##### Dataset
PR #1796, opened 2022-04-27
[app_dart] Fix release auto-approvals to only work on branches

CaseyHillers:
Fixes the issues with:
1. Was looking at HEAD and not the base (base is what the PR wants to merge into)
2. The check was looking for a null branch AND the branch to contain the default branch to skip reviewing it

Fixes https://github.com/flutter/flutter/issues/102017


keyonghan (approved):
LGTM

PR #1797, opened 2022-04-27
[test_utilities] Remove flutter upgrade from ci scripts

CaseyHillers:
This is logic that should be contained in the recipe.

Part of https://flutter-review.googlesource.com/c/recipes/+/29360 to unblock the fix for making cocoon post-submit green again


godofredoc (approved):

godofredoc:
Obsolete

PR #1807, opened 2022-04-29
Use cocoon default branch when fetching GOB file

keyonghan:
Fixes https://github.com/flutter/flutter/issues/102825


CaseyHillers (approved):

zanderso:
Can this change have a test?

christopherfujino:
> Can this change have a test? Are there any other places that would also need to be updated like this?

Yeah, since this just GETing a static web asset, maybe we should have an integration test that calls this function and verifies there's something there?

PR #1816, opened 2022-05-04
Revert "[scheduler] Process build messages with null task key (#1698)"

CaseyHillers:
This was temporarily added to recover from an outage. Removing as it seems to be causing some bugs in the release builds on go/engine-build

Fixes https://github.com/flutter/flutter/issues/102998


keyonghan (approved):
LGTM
##########
##### Dataset
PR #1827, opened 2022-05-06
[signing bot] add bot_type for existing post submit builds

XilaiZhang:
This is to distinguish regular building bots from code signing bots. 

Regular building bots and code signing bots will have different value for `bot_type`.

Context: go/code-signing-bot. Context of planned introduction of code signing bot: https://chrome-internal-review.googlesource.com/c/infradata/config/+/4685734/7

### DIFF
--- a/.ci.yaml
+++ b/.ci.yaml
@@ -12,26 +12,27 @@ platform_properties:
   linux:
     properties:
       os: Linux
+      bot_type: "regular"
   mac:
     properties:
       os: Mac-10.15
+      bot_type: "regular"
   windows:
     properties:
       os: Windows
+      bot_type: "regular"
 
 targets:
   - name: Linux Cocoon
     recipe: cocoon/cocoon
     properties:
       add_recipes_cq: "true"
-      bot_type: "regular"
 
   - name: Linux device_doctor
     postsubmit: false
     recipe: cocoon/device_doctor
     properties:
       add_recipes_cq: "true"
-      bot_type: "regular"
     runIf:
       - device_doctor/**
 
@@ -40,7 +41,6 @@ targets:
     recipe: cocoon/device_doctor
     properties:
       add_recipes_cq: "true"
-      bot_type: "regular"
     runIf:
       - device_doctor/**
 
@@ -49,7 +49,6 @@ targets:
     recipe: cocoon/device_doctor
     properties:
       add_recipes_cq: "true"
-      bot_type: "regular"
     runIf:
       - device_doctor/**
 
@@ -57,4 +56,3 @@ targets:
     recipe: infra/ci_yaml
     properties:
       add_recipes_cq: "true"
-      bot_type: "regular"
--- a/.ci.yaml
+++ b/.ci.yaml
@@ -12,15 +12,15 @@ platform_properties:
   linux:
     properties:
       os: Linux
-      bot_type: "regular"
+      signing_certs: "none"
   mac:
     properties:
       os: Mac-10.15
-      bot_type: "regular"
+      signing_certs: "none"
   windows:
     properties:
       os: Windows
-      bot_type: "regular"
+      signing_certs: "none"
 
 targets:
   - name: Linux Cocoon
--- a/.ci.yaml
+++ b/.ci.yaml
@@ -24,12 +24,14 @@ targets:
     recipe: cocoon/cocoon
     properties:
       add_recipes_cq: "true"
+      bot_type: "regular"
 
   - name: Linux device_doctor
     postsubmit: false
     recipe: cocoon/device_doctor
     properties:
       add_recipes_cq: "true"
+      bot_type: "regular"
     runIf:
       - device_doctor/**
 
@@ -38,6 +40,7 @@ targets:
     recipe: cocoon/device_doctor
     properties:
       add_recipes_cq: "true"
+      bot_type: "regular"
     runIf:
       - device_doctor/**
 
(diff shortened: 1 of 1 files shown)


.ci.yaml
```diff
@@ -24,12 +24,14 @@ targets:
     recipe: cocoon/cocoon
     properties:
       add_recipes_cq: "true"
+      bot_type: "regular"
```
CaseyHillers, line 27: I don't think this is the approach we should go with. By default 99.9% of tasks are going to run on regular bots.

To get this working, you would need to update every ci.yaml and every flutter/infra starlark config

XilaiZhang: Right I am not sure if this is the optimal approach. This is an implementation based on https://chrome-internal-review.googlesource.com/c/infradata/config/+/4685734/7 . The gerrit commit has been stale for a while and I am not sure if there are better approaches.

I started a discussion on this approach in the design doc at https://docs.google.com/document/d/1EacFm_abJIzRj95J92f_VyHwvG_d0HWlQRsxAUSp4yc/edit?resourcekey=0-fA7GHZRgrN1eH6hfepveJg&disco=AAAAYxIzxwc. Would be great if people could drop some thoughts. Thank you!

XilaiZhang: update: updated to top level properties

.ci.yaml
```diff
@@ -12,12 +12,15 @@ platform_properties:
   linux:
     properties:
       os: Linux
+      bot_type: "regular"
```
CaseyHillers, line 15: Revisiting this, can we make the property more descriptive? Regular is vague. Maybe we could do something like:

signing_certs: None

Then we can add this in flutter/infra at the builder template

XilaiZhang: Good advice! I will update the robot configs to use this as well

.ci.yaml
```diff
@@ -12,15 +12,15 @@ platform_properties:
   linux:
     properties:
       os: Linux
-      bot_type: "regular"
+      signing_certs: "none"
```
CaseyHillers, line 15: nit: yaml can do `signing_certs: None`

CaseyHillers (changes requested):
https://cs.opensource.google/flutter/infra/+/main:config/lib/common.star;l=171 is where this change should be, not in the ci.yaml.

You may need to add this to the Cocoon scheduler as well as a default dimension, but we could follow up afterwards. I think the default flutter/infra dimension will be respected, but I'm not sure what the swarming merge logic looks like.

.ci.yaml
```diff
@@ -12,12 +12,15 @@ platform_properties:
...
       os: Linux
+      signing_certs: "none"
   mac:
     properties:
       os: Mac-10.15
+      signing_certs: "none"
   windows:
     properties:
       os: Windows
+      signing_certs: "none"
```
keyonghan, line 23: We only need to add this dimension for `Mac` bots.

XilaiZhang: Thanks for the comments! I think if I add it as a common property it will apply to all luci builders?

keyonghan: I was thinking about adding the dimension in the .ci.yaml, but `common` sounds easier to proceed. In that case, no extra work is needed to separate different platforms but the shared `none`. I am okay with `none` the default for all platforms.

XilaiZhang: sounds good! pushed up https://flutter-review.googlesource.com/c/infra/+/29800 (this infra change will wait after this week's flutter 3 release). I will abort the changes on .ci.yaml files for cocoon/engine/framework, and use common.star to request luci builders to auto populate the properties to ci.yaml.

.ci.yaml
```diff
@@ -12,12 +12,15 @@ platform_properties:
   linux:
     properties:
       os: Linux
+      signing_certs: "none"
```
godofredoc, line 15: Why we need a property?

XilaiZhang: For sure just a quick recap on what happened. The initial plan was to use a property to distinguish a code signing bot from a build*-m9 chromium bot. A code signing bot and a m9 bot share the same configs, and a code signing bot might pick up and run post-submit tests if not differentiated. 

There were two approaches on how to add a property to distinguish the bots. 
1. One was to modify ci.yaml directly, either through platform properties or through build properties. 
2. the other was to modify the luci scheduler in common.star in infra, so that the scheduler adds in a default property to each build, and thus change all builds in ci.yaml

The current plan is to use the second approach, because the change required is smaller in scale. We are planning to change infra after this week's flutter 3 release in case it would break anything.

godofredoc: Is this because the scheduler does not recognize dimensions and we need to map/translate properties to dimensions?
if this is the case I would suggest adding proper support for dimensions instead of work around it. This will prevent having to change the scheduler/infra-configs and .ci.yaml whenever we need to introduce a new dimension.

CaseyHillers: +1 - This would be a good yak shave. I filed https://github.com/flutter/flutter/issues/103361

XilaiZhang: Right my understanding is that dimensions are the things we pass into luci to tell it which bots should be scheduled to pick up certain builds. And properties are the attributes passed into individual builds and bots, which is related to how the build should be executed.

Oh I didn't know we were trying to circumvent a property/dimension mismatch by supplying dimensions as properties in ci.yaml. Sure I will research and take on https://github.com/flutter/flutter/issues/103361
##########
Problem details
Isolate the lines above that contain the word "sounds" and copy them.

Completed task
keyonghan: I was thinking about adding the dimension in the .ci.yaml, but `common` sounds easier to proceed. In that case, no extra work is needed to separate different platforms but the shared `none`. I am okay with `none` the default for all platforms.
XilaiZhang: sounds good! pushed up https://flutter-review.googlesource.com/c/infra/+/29800 (this infra change will wait after this week's flutter 3 release). I will abort the changes on .ci.yaml files for cocoon/engine/framework, and use common.star to request luci builders to auto populate the properties to ci.yaml.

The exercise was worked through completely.